We picked this up while shipping day-0 V4 support in rapid-mlx (Apple Silicon MLX backend, PR #168). Plain chat works perfectly on both 2-bit DQ and 8-bit on a Mac Studio M3 Ultra (56/31 tok/s decode respectively, 7/8 stress scenarios pass), but our 30-scenario tool-calling eval scored 0/30 — every scenario logs tool_detected: False. Same outcome with Hermes and OpenClaude agent profiles.
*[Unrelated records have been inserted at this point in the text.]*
PR #6642, opened 2024-12-09
configure: test linking with -fopenmp, test the resulting shared object

aitap:
* When testing various OpenMP-related flags, `dyn.load()` the resulting shared object and run code from it before deciding to use these flags for `data.table`
 * When testing `-fopenmp`, add it to both compiler and linker flags

Hopefully, this will fix #6622 and prevent similar problems in the future. A more conservative fix is #6633.

Upsides:
* A configuration that successfully compiles but later doesn't work is much less likely to be chosen
  * Instead of compiling a shared object that fails to load, `data.table` will install without OpenMP support
* At least on GNU/Linux and (seemingly) @dvg-p4's Homebrew toolchain, `-fopenmp` is required in both compiler and linker flags

Downsides:
* If something makes `omp_get_max_threads()` return a number ≤ 0 during `data.table` installation, the build process will consider OpenMP not working and disable it.
  * On my GNU/Linux setup, setting environment variables `OMP_NUM_THREADS=0` or `OMP_THREAD_LIMIT=0` results in warnings, but `omp_get_max_threads()` remains positive.
* `-fopenmp` is now tested unconditionally, not limited to `uname %in% c('Linux', 'Darwin')`. Something that previously built single-threaded `data.table` may now enable OpenMP and surprise someone.
* `configure` now runs an R script. This can be rewritten back into a shell script if we can guarantee `mktemp -d` available on everything that runs `data.table`.
* Only tested on GNU/Linux. Given enough free time, can test on FreeBSD, OpenBSD VMs, but not a Mac.

Issue #6409, opened 2024-08-27
Please fix OpenMP support detection on macOS


barracuda156:
The code in configure for OpenMP on macOS is incorrect: it assumes Clang with `libopm`, so the check fails with GCC, where OpenMP is supported in fact. Instead, compiler should be checked first: if GCC is detected, OpenMP should be set to supported, and only Clang needs a test, because it may or may not have `libomp`.

barracuda156:
Thank you!

PR #7318, opened 2025-09-15
fix installation using clang-17

### LINKED ISSUE #6622: linker error on mac clang-17: symbol not found in flat namespace '___kmpc_barrier'
This issue may be a result of https://github.com/Rdatatable/data.table/pull/6418 causing openmp support to be detected, and data.table to be compiled, *but not linked* with -fopenmp. 

```
dgealow@Dans-P4-MacBook-Pro ~ % R          

R version 4.2.3 (2023-03-15) -- "Shortstop Beagle"
[...]

> install.packages('data.table')
Installing package into ‘/Users/dgealow/Library/R/arm64/4.2/library’
(as ‘lib’ is unspecified)
--- Please select a CRAN mirror for use in this session ---
[selected 0-cloud]

  There is a binary version available but the source version is later:
           binary source needs_compilation
data.table 1.15.4 1.16.2              TRUE

Do you want to install from sources the package which needs compilation? (Yes/no/cancel) yes
installing the source package ‘data.table’
```

<details><summary>Full output</summary>
<p>

```
trying URL 'https://cloud.r-project.org/src/contrib/data.table_1.16.2.tar.gz'
Content type 'application/x-gzip' length 5490076 bytes (5.2 MB)
==================================================
downloaded 5.2 MB

** package ‘data.table’ successfully unpacked and MD5 sums checked
** using staged installation
zlib 1.2.11 is available ok
* checking if R installation supports OpenMP with "-Xclang -fopenmp" ... no
* checking if R installation supports OpenMP with "-fopenmp" ... yes
** libs
clang -arch arm64 -I"/Library/Frameworks/R.framework/Resources/include" -DNDEBUG   -I/opt/R/arm64/include  -fopenmp   -fPIC  -falign-functions=64 -Wall -g -O2  -c assign.c -o assign.o
clang -arch arm64 -I"/Library/Frameworks/R.framework/Resources/include" -DNDEBUG   -I/opt/R/arm64/include  -fopenmp   -fPIC  -falign-functions=64 -Wall -g -O2  -c between.c -o between.o
clang -arch arm64 -I"/Library/Frameworks/R.framework/Resources/include" -DNDEBUG   -I/opt/R/arm64/include  -fopenmp   -fPIC  -falign-functions=64 -Wall -g -O2  -c bmerge.c -o bmerge.o
clang -arch arm64 -I"/Library/Frameworks/R.framework/Resources/include" -DNDEBUG   -I/opt/R/arm64/include  -fopenmp   -fPIC  -falign-functions=64 -Wall -g -O2  -c chmatch.c -o chmatch.o
clang -arch arm64 -I"/Library/Frameworks/R.framework/Resources/include" -DNDEBUG   -I/opt/R/arm64/include  -fopenmp   -fPIC  -falign-functions=64 -Wall -g -O2  -c cj.c -o cj.o
clang -arch arm64 -I"/Library/Frameworks/R.framework/Resources/include" -DNDEBUG   -I/opt/R/arm64/include  -fopenmp   -fPIC  -falign-functions=64 -Wall -g -O2  -c coalesce.c -o coalesce.o
clang -arch arm64 -I"/Library/Frameworks/R.framework/Resources/include" -DNDEBUG   -I/opt/R/arm64/include  -fopenmp   -fPIC  -falign-functions=64 -Wall -g -O2  -c dogroups.c -o dogroups.o
clang -arch arm64 -I"/Library/Frameworks/R.framework/Resources/include" -DNDEBUG   -I/opt/R/arm64/include  -fopenmp   -fPIC  -falign-functions=64 -Wall -g -O2  -c fastmean.c -o fastmean.o
clang -arch arm64 -I"/Library/Frameworks/R.framework/Resources/include" -DNDEBUG   -I/opt/R/arm64/include  -fopenmp   -fPIC  -falign-functions=64 -Wall -g -O2  -c fcast.c -o fcast.o
clang -arch arm64 -I"/Library/Frameworks/R.framework/Resources/include" -DNDEBUG   -I/opt/R/arm64/include  -fopenmp   -fPIC  -falign-functions=64 -Wall -g -O2  -c fifelse.c -o fifelse.o
clang -arch arm64 -I"/Library/Frameworks/R.framework/Resources/include" -DNDEBUG   -I/opt/R/arm64/include  -fopenmp   -fPIC  -falign-functions=64 -Wall -g -O2  -c fmelt.c -o fmelt.o
clang -arch arm64 -I"/Library/Frameworks/R.framework/Resources/include" -DNDEBUG   -I/opt/R/arm64/include  -fopenmp   -fPIC  -falign-functions=64 -Wall -g -O2  -c forder.c -o forder.o
clang -arch arm64 -I"/Library/Frameworks/R.framework/Resources/include" -DNDEBUG   -I/opt/R/arm64/include  -fopenmp   -fPIC  -falign-functions=64 -Wall -g -O2  -c frank.c -o frank.o
clang -arch arm64 -I"/Library/Frameworks/R.framework/Resources/include" -DNDEBUG   -I/opt/R/arm64/include  -fopenmp   -fPIC  -falign-functions=64 -Wall -g -O2  -c fread.c -o fread.o
clang -arch arm64 -I"/Library/Frameworks/R.framework/Resources/include" -DNDEBUG   -I/opt/R/arm64/include  -fopenmp   -fPIC  -falign-functions=64 -Wall -g -O2  -c freadR.c -o freadR.o
clang -arch arm64 -I"/Library/Frameworks/R.framework/Resources/include" -DNDEBUG   -I/opt/R/arm64/include  -fopenmp   -fPIC  -falign-functions=64 -Wall -g -O2  -c froll.c -o froll.o
clang -arch arm64 -I"/Library/Frameworks/R.framework/Resources/include" -DNDEBUG   -I/opt/R/arm64/include  -fopenmp   -fPIC  -falign-functions=64 -Wall -g -O2  -c frollR.c -o frollR.o
clang -arch arm64 -I"/Library/Frameworks/R.framework/Resources/include" -DNDEBUG   -I/opt/R/arm64/include  -fopenmp   -fPIC  -falign-functions=64 -Wall -g -O2  -c frolladaptive.c -o frolladaptive.o
clang -arch arm64 -I"/Library/Frameworks/R.framework/Resources/include" -DNDEBUG   -I/opt/R/arm64/include  -fopenmp   -fPIC  -falign-functions=64 -Wall -g -O2  -c fsort.c -o fsort.o
clang -arch arm64 -I"/Library/Frameworks/R.framework/Resources/include" -DNDEBUG   -I/opt/R/arm64/include  -fopenmp   -fPIC  -falign-functions=64 -Wall -g -O2  -c fwrite.c -o fwrite.o
clang -arch arm64 -I"/Library/Frameworks/R.framework/Resources/include" -DNDEBUG   -I/opt/R/arm64/include  -fopenmp   -fPIC  -falign-functions=64 -Wall -g -O2  -c fwriteR.c -o fwriteR.o
clang -arch arm64 -I"/Library/Frameworks/R.framework/Resources/include" -DNDEBUG   -I/opt/R/arm64/include  -fopenmp   -fPIC  -falign-functions=64 -Wall -g -O2  -c gsumm.c -o gsumm.o
gsumm.c:1173:38: warning: implicit conversion from 'long long' to 'long double' changes value from 9223372036854775807 to 9223372036854775808 [-Wimplicit-const-int-float-conversion]
 1173 |       ansd[i] = (ISNAN(s[i]) || s[i]>INT64_MAX || s[i]<=INT64_MIN) ? NA_INTEGER64 : (int64_t)s[i];
      |                                     ~^~~~~~~~~
/Library/Developer/CommandLineTools/SDKs/MacOSX15.sdk/usr/include/stdint.h:94:26: note: expanded from macro 'INT64_MAX'
   94 | #define INT64_MAX        9223372036854775807LL
      |                          ^~~~~~~~~~~~~~~~~~~~~
1 warning generated.
clang -arch arm64 -I"/Library/Frameworks/R.framework/Resources/include" -DNDEBUG   -I/opt/R/arm64/include  -fopenmp   -fPIC  -falign-functions=64 -Wall -g -O2  -c idatetime.c -o idatetime.o
clang -arch arm64 -I"/Library/Frameworks/R.framework/Resources/include" -DNDEBUG   -I/opt/R/arm64/include  -fopenmp   -fPIC  -falign-functions=64 -Wall -g -O2  -c ijoin.c -o ijoin.o
clang -arch arm64 -I"/Library/Frameworks/R.framework/Resources/include" -DNDEBUG   -I/opt/R/arm64/include  -fopenmp   -fPIC  -falign-functions=64 -Wall -g -O2  -c init.c -o init.o
clang -arch arm64 -I"/Library/Frameworks/R.framework/Resources/include" -DNDEBUG   -I/opt/R/arm64/include  -fopenmp   -fPIC  -falign-functions=64 -Wall -g -O2  -c inrange.c -o inrange.o
clang -arch arm64 -I"/Library/Frameworks/R.framework/Resources/include" -DNDEBUG   -I/opt/R/arm64/include  -fopenmp   -fPIC  -falign-functions=64 -Wall -g -O2  -c nafill.c -o nafill.o
clang -arch arm64 -I"/Library/Frameworks/R.framework/Resources/include" -DNDEBUG   -I/opt/R/arm64/include  -fopenmp   -fPIC  -falign-functions=64 -Wall -g -O2  -c negate.c -o negate.o
clang -arch arm64 -I"/Library/Frameworks/R.framework/Resources/include" -DNDEBUG   -I/opt/R/arm64/include  -fopenmp   -fPIC  -falign-functions=64 -Wall -g -O2  -c nqrecreateindices.c -o nqrecreateindices.o
clang -arch arm64 -I"/Library/Frameworks/R.framework/Resources/include" -DNDEBUG   -I/opt/R/arm64/include  -fopenmp   -fPIC  -falign-functions=64 -Wall -g -O2  -c openmp-utils.c -o openmp-utils.o
clang -arch arm64 -I"/Library/Frameworks/R.framework/Resources/include" -DNDEBUG   -I/opt/R/arm64/include  -fopenmp   -fPIC  -falign-functions=64 -Wall -g -O2  -c programming.c -o programming.o
clang -arch arm64 -I"/Library/Frameworks/R.framework/Resources/include" -DNDEBUG   -I/opt/R/arm64/include  -fopenmp   -fPIC  -falign-functions=64 -Wall -g -O2  -c quickselect.c -o quickselect.o
clang -arch arm64 -I"/Library/Frameworks/R.framework/Resources/include" -DNDEBUG   -I/opt/R/arm64/include  -fopenmp   -fPIC  -falign-functions=64 -Wall -g -O2  -c rbindlist.c -o rbindlist.o
clang -arch arm64 -I"/Library/Frameworks/R.framework/Resources/include" -DNDEBUG   -I/opt/R/arm64/include  -fopenmp   -fPIC  -falign-functions=64 -Wall -g -O2  -c reorder.c -o reorder.o
clang -arch arm64 -I"/Library/Frameworks/R.framework/Resources/include" -DNDEBUG   -I/opt/R/arm64/include  -fopenmp   -fPIC  -falign-functions=64 -Wall -g -O2  -c shift.c -o shift.o
clang -arch arm64 -I"/Library/Frameworks/R.framework/Resources/include" -DNDEBUG   -I/opt/R/arm64/include  -fopenmp   -fPIC  -falign-functions=64 -Wall -g -O2  -c snprintf.c -o snprintf.o
clang -arch arm64 -I"/Library/Frameworks/R.framework/Resources/include" -DNDEBUG   -I/opt/R/arm64/include  -fopenmp   -fPIC  -falign-functions=64 -Wall -g -O2  -c subset.c -o subset.o
clang -arch arm64 -I"/Library/Frameworks/R.framework/Resources/include" -DNDEBUG   -I/opt/R/arm64/include  -fopenmp   -fPIC  -falign-functions=64 -Wall -g -O2  -c transpose.c -o transpose.o
clang -arch arm64 -I"/Library/Frameworks/R.framework/Resources/include" -DNDEBUG   -I/opt/R/arm64/include  -fopenmp   -fPIC  -falign-functions=64 -Wall -g -O2  -c types.c -o types.o
clang -arch arm64 -I"/Library/Frameworks/R.framework/Resources/include" -DNDEBUG   -I/opt/R/arm64/include  -fopenmp   -fPIC  -falign-functions=64 -Wall -g -O2  -c uniqlist.c -o uniqlist.o
clang -arch arm64 -I"/Library/Frameworks/R.framework/Resources/include" -DNDEBUG   -I/opt/R/arm64/include  -fopenmp   -fPIC  -falign-functions=64 -Wall -g -O2  -c utils.c -o utils.o
clang -arch arm64 -I"/Library/Frameworks/R.framework/Resources/include" -DNDEBUG   -I/opt/R/arm64/include  -fopenmp   -fPIC  -falign-functions=64 -Wall -g -O2  -c vecseq.c -o vecseq.o
clang -arch arm64 -I"/Library/Frameworks/R.framework/Resources/include" -DNDEBUG   -I/opt/R/arm64/include  -fopenmp   -fPIC  -falign-functions=64 -Wall -g -O2  -c wrappers.c -o wrappers.o
clang -arch arm64 -dynamiclib -Wl,-headerpad_max_install_names -undefined dynamic_lookup -single_module -multiply_defined suppress -L/Library/Frameworks/R.framework/Resources/lib -L/opt/R/arm64/lib -o data.table.so assign.o between.o bmerge.o chmatch.o cj.o coalesce.o dogroups.o fastmean.o fcast.o fifelse.o fmelt.o forder.o frank.o fread.o freadR.o froll.o frollR.o frolladaptive.o fsort.o fwrite.o fwriteR.o gsumm.o idatetime.o ijoin.o init.o inrange.o nafill.o negate.o nqrecreateindices.o openmp-utils.o programming.o quickselect.o rbindlist.o reorder.o shift.o snprintf.o subset.o transpose.o types.o uniqlist.o utils.o vecseq.o wrappers.o -lz -F/Library/Frameworks/R.framework/.. -framework R -Wl,-framework -Wl,CoreFoundation
ld: warning: -single_module is obsolete
ld: warning: -multiply_defined is obsolete
ld: warning: -single_module is obsolete
ld: warning: -multiply_defined is obsolete
PKG_CFLAGS = -fopenmp
PKG_LIBS = -lz
installing to /Users/dgealow/Library/R/arm64/4.2/library/00LOCK-data.table/00new/data.table/libs
** R
** inst
** help
*** installing help indices
** building package indices
** installing vignettes
Error: package or namespace load failed for ‘data.table’ in dyn.load(file, DLLpath = DLLpath, ...):
 unable to load shared object '/Users/dgealow/Library/R/arm64/4.2/library/00LOCK-data.table/00new/data.table/libs/data_table.so':
  dlopen(/Users/dgealow/Library/R/arm64/4.2/library/00LOCK-data.table/00new/data.table/libs/data_table.so, 0x0006): symbol not found in flat namespace '___kmpc_barrier'
Error: loading failed
Execution halted
ERROR: loading failed
* removing ‘/Users/dgealow/Library/R/arm64/4.2/library/data.table’
* restoring previous ‘/Users/dgealow/Library/R/arm64/4.2/library/data.table’

The downloaded source packages are in
	‘/private/var/folders/sr/lw2ng95s3mj1qsqtdxywzjvc0000gn/T/Rtmp0Drt3Z/downloaded_packages’
Warning message:
In install.packages("data.table") :
  installation of package ‘data.table’ had non-zero exit status
> 
```

</p>
</details> 

## Workaround

`Sys.setenv(PKG_LIBS='-fopenmp')` before installing the package, as [suggested by aitap below](https://github.com/Rdatatable/data.table/issues/6622#issuecomment-2507643756) along with a possible package-level solution.

# Output of sessionInfo()
```
R version 4.2.3 (2023-03-15)
Platform: aarch64-apple-darwin20 (64-bit)
Running under: macOS 15.1.1

Matrix products: default
BLAS:   /Library/Frameworks/R.framework/Versions/4.2-arm64/Resources/lib/libRblas.0.dylib
LAPACK: /Library/Frameworks/R.framework/Versions/4.2-arm64/Resources/lib/libRlapack.dylib

locale:

attached base packages:

[1] compiler_4.2.3
```

tdhock:
Closes #6622 

So far I have just setup CI to test the installation.

Hopefully we just need to remove "-fopenmp" somewhere in configure.

### DIFF
--- a/.github/workflows/R-CMD-check.yaml
+++ b/.github/workflows/R-CMD-check.yaml
@@ -26,7 +26,8 @@ jobs:
           # jobs (mainly test-coverage) to run on every commit in PRs so as to not slow down dev.
           # GHA does run these jobs concurrently but even so reducing the load seems like a good idea.
           - {os: windows-latest, r: 'devel'}
-          # - {os: macOS-latest, r: 'release'}    # test-coverage.yaml uses macOS
+          - {os: macos-14, r: 'release'}    
+          - {os: macos-15, r: 'release'}    
           # TODO(remotes>2.5.0): Use 24.04[noble?]
           - {os: ubuntu-22.04, r: 'release', rspm: "https://packagemanager.rstudio.com/cran/__linux__/jammy/latest"}
           # - {os: ubuntu-22.04,   r: 'devel', rspm: "https://packagemanager.rstudio.com/cran/__linux__/jammy/latest", http-user-agent: "R/4.1.0 (ubuntu-22.04) R (4.1.0 x86_64-pc-linux-gnu x86_64 linux-gnu) on GitHub Actions" }


aitap:
Based on R-SIG-Mac posts from earlier this year, I think that clang-17
needs the very latest OpenMP runtime from
<https://mac.r-project.org/openmp/>, because the one shipped with R is
not compatible with Xcode 16.3+. Then we need to set the compilation
flags so that data.table picks up the new /usr/local/lib/libomp.dylib
installed by us instead of the -lomp shipped with R.

I think it should work if (1) our CI sets the SHLIB_OPENMP_CFLAGS Make
macro in ~/.R/Makevars (like a Mac user would do after upgrading Xcode
and before recompiling everything from scratch) and (2) data.table
checks this macro in the ./configure script, but I haven't seen this
exact configuration in the wild. Will try to get it working.

tdhock:
the github action R-CMD-check / macos-15 is failing with the same error as reported in #6622 
```
Error: Error: package or namespace load failed for ‘data.table’ in dyn.load(file, DLLpath = DLLpath, ...):
 unable to load shared object '/private/var/folders/sw/lqy3v8g55m76fhwckg439jjm0000gn/T/RtmpzQ41MM/Rinstfe91e48ef29/00LOCK-data.table/00new/data.table/libs/data_table.so':
  dlopen(/private/var/folders/sw/lqy3v8g55m76fhwckg439jjm0000gn/T/RtmpzQ41MM/Rinstfe91e48ef29/00LOCK-data.table/00new/data.table/libs/data_table.so, 0x0006): symbol not found in flat namespace '___kmpc_dispatch_deinit'
Error: Error: loading failed
```

.github/workflows/R-CMD-check.yaml
```diff
@@ -15,7 +15,6 @@ jobs:
     name: ${{ matrix.config.os }} (${{ matrix.config.r }})
 
     strategy:
-      fail-fast: true
```
tdhock, line 23: I deleted this line because I would like to have the macos-14 build run to completion/sucess as a positive control https://github.com/Rdatatable/data.table/actions/runs/17743367148/job/50422540824 but I still see macos-14 build gets cancelled as soon as macos-15 build fails. is there a way to configure that here? Or is the configuration from master branch overriding somehow?

aitap:
[Installing a custom OpenMP runtime](https://stat.ethz.ch/pipermail/r-sig-mac/2025-May/015192.html) seems to help, but this is somewhat fragile:
 * The `PKG_*` environment variables are set globally for all source packages. We get most of our dependencies as binary packages from CRAN, so it only affects `data.table`. If there was a standard Make macro like `SHLIB_OPENMP_LIBS` documented in WRE, we would set it in `~/.R/Makevars` when setting up the custom OpenMP runtime so that only packages that need OpenMP would be affected. Unfortunately, there's only `SHLIB_OPENMP_CFLAGS`/`SHLIB_OPENMP_FFLAGS`/`SHLIB_OPENMP_CXXFLAGS`, where the same flags are supposed to be passed to both the compiler and the linker (so `SHLIB_OPENMP_LIBS` would be counter-productive); only macOS needs different flags.
 * Strictly speaking, this setup is not compatible with CRAN binaries. If we try to run a CRAN-built package that uses OpenMP together with our own source build of `data.table`, it will probably fail. But installing from source takes time and effort, and `data.table` is the only user of OpenMP during R CMD check, so it works.

tdhock:
great please add NEWS item

aitap:
What would you suggest for the text of the news item when the change is mostly not user-visible? "The package is now also tested with Apple clang 17"?

tdhock:
sure that is fine.
I would disagree about "mostly not user-visible" -- easy installation is a really important user-visible feature.

Should the news item say that the compilation works with homebrew clang-17? (which is apparently different from xcode clang)

I have a response https://github.com/actions/runner-images/issues/13012#issuecomment-3297365182 from the github actions macos-15 image dev, who says: Clang is available as a part of Xcode and separately as an independent application instance installed from the Homebrew. Your https://github.com/Rdatatable/data.table/issues/6622 referring to clang-17 which is not a part of our default config by the way. That means that one of your steps changes the default setup somehow.

tdhock:
to finalize this pr, we should revert the deletions I made in the R CMD check CI config.
But I would suggest keeping the macos-15 build that I added (and changing it to macos-latest), is that OK?

aitap:
> easy installation is a really important user-visible feature

Then we might want to add a `configure` test in addition to the current CI fixes. When running macOS and `$(R CMD config CC) --version` says `Apple clang 17`, check whether `/usr/local/lib/libomp.dylib` exists. If it does exist, use it instead of `-lomp`. If not, suggest installing the OpenMP runtime from https://mac.r-project.org/openmp and try using `-lomp` as before.

The risk is breaking installation from source on systems with Apple clang 17 where `-lomp` works but `/usr/local/lib/libomp.dylib` is broken. This sounds weird but not impossible in theory. Another risk is breaking installation on CRAN builders in the future, when they update to Xcode ≥16.0 and a new version of bundled libomp (so that `-lomp` would be sufficient).

> Your https://github.com/Rdatatable/data.table/issues/6622 referring to clang-17 which is not a part of our default config by the way.

This is technically correct (there's probably no binary named `clang-17` in the `macos-15` image), but doesn't contradict what's stated in #6622: the C compiler we're having problems with is Apple clang version 17 from Xcode 16.4, [default in `macos-15`](https://github.com/Rdatatable/data.table/actions/runs/17779239477/job/50534539088).

aitap:
I [found a test](https://github.com/Rdatatable/data.table/actions/runs/17856985863/job/50778144482) that distinguishes between working and broken OpenMP runtime situations on macOS: it's `#pragma omp schedule(dynamic)`. Without the correct OpenMP runtime on Xcode 16.4, the resulting shared library fails to load due to missing `___kmpc_dispatch_deinit`. This can be used in the configure test (à la #6642 but less intrusive), letting us be more confident about setting `PKG_LIBS=/usr/local/lib/libomp.dylib` for Apple clang 17. Give me some more time and we'll have a proper fix and a NEWS item here.

tdhock:
wow excellent job thanks Ivan!

jeroen:
Could you also add a runner with `macos-15-intel` to the matrix? That way we also test on x86_64, see https://github.blog/changelog/2025-09-19-github-actions-macos-13-runner-image-is-closing-down/

.github/workflows/R-CMD-check.yaml
```diff
@@ -68,6 +69,21 @@ jobs:
             eval sudo $cmd
           done < <(Rscript -e 'writeLines(remotes::system_requirements("ubuntu", "22.04"))')
 
+      - name: Install R Package Build Dependencies on MacOS, from https://github.com/stan-dev/cmdstanr/pull/1072/files
+        if: runner.os == 'macOS'
+        uses: r-hub/actions/setup-r-sysreqs@v1
+        with:
+          type: 'minimal'
+
+      - name: Intall and configure OpenMP runtime
```
tdhock:
```suggestion
      - name: Install and configure OpenMP runtime
```

.github/workflows/R-CMD-check.yaml
```diff
@@ -26,7 +26,8 @@ jobs:
           # jobs (mainly test-coverage) to run on every commit in PRs so as to not slow down dev.
           # GHA does run these jobs concurrently but even so reducing the load seems like a good idea.
           - {os: windows-latest, r: 'devel'}
-          # - {os: macOS-latest, r: 'release'}    # test-coverage.yaml uses macOS
+          - {os: macos-14, r: 'release'}
```
tdhock:
```suggestion
          - {os: macos-15-intel, r: 'release'}    
```

tdhock:
> Could you also add a runner with `macos-15-intel` to the matrix? That way we also test on x86_64, see https://github.blog/changelog/2025-09-19-github-actions-macos-13-runner-image-is-closing-down/

before this pr there were no macos github actions checks, so adding 3 seems like an unusually large move.

I would propose to add either 1 macos-15 or 2 macos (macos-15 for arm and macos-15-intel for x86_64).

.github/workflows/R-CMD-check.yaml
tdhock: @aitap is this suggestion ok with you? (adding two new macos jobs to CI)

aitap: Sure! If `macos-15-intel` breaks, it should definitely be fixed.

aitap:
It turns out that our caching scheme was in conflict with having macOS 15 running on both Intel and ARM.

Coincidentally, this enables OpenMP support on FreeBSD. Previously, the `configure` script only tried it for macOS and Linux; now it's tested everywhere, with extra cases on macOS.

Do we want to fail CI if `data.table` installs without OpenMP support on systems where it should be supported?

Would it be feasible for someone to test this with a Homebrew installation of R?

tdhock:
> Do we want to fail CI if data.table installs without OpenMP support on systems where it should be supported?

No, I think it would be better to install single core. Anyway we dont see large speedups when adding cores, for many common operations https://github.com/Anirban166/data.table.threads

jeroen:
FYI, data.table builds on r-universe are broken because of this: http://cran.dev/data.table/buildlog

NEWS.md
```diff
@@ -248,6 +248,8 @@
 
 19. New rolling functions, `frollmin` and `frollprod`, have been implemented, towards [#2778](https://github.com/Rdatatable/data.table/issues/2778). Thanks to @jangorecki for implementation.
 
+20. Enhanced tests for OpenMP support, detecting incompatibilities such as R-bundled runtime _vs._ newer Xcode and testing for a manually installed runtime from <https://mac.r-project.org/openmp>, [#6622](https://github.com/Rdatatable/data.table/issues/6622). Thanks to @dvg-p4 for initial report and testing, @twitched for the pointers, @tdhock and @aitap for the fix.
```
jangorecki: I think this should go into NOTES section of news.md

aitap:
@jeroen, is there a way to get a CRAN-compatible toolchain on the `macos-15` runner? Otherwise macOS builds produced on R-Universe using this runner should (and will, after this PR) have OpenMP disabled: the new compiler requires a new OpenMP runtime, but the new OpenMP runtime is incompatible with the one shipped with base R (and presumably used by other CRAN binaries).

Not a quant issue (identical 0/30 on 2-bit and 8-bit) and not a parser issue — the model literally never sees the tools list. Verified by inspecting the rendered prompt.
There's an active PR #16 upstream on deepseek-ai/DeepSeek-V4-Flash (by @Rocketknight1 , HF staff) adding a tool-supporting template, with a follow-up alternative @qgallouedec proposed. Would it be possible to pull whichever variant lands into the V4-Flash quant repos so users get tool calling out of the box?
Happy to test + report numbers once an updated template lands.
Thanks for the great quant work — the model itself runs beautifully on Apple Silicon.
I have tested the version shared by @Rocketknight1 in that PR, and it passes the same tool calling tests as the custom encoding code.